WORK INSTRUCTION:
Search the records below for the word "real", then return every line where it appears.

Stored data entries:
PR #510, opened 2021-07-02
Small updates to check if files exist and better handle edge cases/vulnerabilities.

rachpchan:
Note: Line 121 if( hModule == NULLPTR ) should actually stay as NULL, not NULLPTR. Ignore the comment.

Hi, I'm contributing to this open-source project as part of a class assignment. I'm a beginning programmer and pursuing a concentration in cybersecurity, and made small changes to better check if objects actually exist.

Mostly, the if statements would just check that a variable exists, but I thought that this could lead to some potential exploits in the future. For the most part, I thought it would be safer to whitelist very specific inputs and conditions (which is why I decided to change the if statements to check for NULLPTR to see if they exist or not), than to just do if(err) or such... as those conditions can be a bit ambiguous. 

Hope these changes make sense, and provide a bit of help in handling vulnerabilities and error cases. Please review and merge/reject my pull request accordingly. Thanks!

### DIFF
--- a/msvc/dirent.h
+++ b/msvc/dirent.h
@@ -365,7 +365,8 @@ _wopendir(
 
     /* Allocate new _WDIR structure */
     dirp = (_WDIR*) malloc (sizeof (struct _WDIR));
-    if (!dirp) {
+    if (dirp == NULLPTR) { // Probably better to check that dirp exists by using dirp == NULLPTR to avoid vulnerability issues
+                           // as !dirp does/will not any whitelisted inputs this way.
         return NULL;
     }
 
@@ -431,7 +432,7 @@ _wopendir(
     *p = '\0';
 
     /* Open directory stream and retrieve the first entry */
-    if (!dirent_first (dirp)) {
+    if (dirent_first (dirp) == NULLPTR) { // See above.
         goto exit_closedir;
     }
 
@@ -482,7 +483,7 @@ _wreaddir_r(
 
     /* Read next directory entry */
     datap = dirent_next (dirp);
-    if (datap) {
+    if (datap != NULLPTR) { // See above.
         size_t n;
         DWORD attr;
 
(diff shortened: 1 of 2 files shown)


revmischa:
Thanks for choosing to contribute! 
Can you please give an example of how the code could be exploited before your change?
What is the functional difference between `!foo` and `foo != NULLPTR`? Are they not functional equivalent?

kblaschke:
Since you're stating that you are a beginner, and you seemingly don't have a lot of experience with C/C++, let me explain a few things which might not be obvious if you're mostly used to scripting languages like JavaScript.

In C/C++. using `if(!pointerVar)` doesn't check for existence of a variable, but for the actual contents being zero or nonzero. It's a strongly typed language which means a variable _must_ be declared to a single specific type. Pointers may point to object instances, but internally they are only unsigned integers with a size matching the architecture (32 or 64 bits). In C, invalid or non-assigned pointers are set to zero, because memory address zero is always considered invalid.

The `malloc` C library function will return zero if it can't allocate the requested memory for some reason. Any other non-zero return value means the allocation was successful. Also note that in this case, the variable (`dirp`) does _not_ contain any valid object - at this point, it only has a memory area reserved, with random contents. In C, you need to initialize the memory by either filling it with zeroes (works only in simple cases) or once writing each member of the structure that you want to put there. C++ has the `new` keyword for classes and structs that also initializes the memory after allocation.

The negation operation simply flips all bits in the value to the opoosite. The `if` statement interprets everything that is non-zero (e.g. at least one bit in the value being 1) as `true`, and only values which have all bits set to zero as `false`.

This means that using `if(!pointerVar)` to check if a variable contains a (possibly valid) pointer is totally fine, and even the most readable way of doing so. If a pointer variable is set to an invalid memory address, there is _no way_ of checking it, so programmers need to be very careful to keep pointer addresses valid.

As a closing note, using `NULLPTR` in uppercase letters is totally non-standard. You either use literal `0`, the C-style `NULL` macro in C code, or `nullptr` in lowercase in modern C++ code.

I'll close this pull request without merging it because the changes aren't required to improve security or fix any real issue. Looking through the functions, all checks are good and there's no real way a malicious user could exploit something here.

If you think closing this PR is wrong and there is a real issue, please reopen the PR and provide us with a working exploit that shows any existing security issue with the code which is fixed by your changes.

RESULT OF THIS EXERCISE:
I'll close this pull request without merging it because the changes aren't required to improve security or fix any real issue. Looking through the functions, all checks are good and there's no real way a malicious user could exploit something here.
If you think closing this PR is wrong and there is a real issue, please reopen the PR and provide us with a working exploit that shows any existing security issue with the code which is fixed by your changes.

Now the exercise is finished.